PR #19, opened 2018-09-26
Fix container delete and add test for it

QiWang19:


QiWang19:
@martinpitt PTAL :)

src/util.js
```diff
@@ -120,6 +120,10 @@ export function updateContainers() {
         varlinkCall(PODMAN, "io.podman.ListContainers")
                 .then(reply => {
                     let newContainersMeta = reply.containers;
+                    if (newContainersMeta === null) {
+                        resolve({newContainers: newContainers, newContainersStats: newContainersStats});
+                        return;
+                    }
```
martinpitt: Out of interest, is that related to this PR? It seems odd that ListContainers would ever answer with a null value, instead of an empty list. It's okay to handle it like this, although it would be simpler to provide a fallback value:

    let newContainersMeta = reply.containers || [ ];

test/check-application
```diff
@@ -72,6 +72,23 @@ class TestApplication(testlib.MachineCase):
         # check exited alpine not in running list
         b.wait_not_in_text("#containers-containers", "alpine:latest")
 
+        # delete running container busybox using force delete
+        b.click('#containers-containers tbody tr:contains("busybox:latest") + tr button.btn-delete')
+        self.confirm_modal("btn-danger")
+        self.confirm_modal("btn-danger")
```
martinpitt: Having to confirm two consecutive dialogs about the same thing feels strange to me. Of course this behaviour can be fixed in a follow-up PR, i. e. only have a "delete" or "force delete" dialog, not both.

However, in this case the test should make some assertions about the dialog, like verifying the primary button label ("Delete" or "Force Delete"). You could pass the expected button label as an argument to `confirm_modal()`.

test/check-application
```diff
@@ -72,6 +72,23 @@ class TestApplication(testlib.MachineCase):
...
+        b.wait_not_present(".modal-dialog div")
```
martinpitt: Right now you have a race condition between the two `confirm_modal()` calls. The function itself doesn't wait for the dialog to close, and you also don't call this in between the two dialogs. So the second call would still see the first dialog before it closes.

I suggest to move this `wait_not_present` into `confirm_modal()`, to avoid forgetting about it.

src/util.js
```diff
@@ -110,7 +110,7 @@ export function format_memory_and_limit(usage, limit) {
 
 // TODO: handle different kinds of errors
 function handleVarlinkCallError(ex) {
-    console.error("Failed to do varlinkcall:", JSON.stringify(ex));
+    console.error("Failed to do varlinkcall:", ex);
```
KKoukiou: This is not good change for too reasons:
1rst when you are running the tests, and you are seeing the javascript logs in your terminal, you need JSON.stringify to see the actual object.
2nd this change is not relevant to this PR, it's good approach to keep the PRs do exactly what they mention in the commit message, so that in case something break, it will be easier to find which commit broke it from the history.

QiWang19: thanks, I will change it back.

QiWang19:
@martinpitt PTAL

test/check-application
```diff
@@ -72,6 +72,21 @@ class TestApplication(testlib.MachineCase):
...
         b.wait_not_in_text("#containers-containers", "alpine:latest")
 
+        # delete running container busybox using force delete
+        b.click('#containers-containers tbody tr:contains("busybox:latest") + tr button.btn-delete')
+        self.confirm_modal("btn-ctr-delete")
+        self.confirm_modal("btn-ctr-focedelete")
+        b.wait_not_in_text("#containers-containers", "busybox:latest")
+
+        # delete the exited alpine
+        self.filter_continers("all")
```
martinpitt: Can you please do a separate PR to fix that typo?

• • • •

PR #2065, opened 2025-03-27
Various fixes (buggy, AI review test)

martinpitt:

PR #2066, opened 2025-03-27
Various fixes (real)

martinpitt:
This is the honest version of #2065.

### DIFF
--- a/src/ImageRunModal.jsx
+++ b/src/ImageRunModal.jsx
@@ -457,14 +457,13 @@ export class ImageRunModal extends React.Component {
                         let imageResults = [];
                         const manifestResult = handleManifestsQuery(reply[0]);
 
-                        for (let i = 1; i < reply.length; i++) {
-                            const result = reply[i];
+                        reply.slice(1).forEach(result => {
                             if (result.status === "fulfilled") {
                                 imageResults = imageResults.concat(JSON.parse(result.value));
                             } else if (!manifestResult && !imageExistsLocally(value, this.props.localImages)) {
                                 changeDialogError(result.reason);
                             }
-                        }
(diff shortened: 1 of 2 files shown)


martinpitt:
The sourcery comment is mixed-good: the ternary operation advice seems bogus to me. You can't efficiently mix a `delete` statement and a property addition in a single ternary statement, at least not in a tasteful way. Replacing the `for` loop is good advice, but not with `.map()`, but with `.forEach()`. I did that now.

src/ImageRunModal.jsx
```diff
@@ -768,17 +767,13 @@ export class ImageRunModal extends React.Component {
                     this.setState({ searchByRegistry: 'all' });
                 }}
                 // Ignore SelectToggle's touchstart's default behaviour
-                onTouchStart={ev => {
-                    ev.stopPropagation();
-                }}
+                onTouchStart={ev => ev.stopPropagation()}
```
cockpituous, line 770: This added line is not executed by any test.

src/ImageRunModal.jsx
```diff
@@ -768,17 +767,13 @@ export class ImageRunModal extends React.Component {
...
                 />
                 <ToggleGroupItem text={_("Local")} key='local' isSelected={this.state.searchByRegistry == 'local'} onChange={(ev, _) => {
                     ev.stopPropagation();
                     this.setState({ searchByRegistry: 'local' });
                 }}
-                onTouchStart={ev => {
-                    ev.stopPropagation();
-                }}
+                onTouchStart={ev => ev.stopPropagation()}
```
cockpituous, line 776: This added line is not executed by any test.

• • • •

WHAT THIS TASK INVOLVES
From the listing above, count the lines that include the word "newContainersMeta" and give the total alone.

EXERCISE RESPONSE
3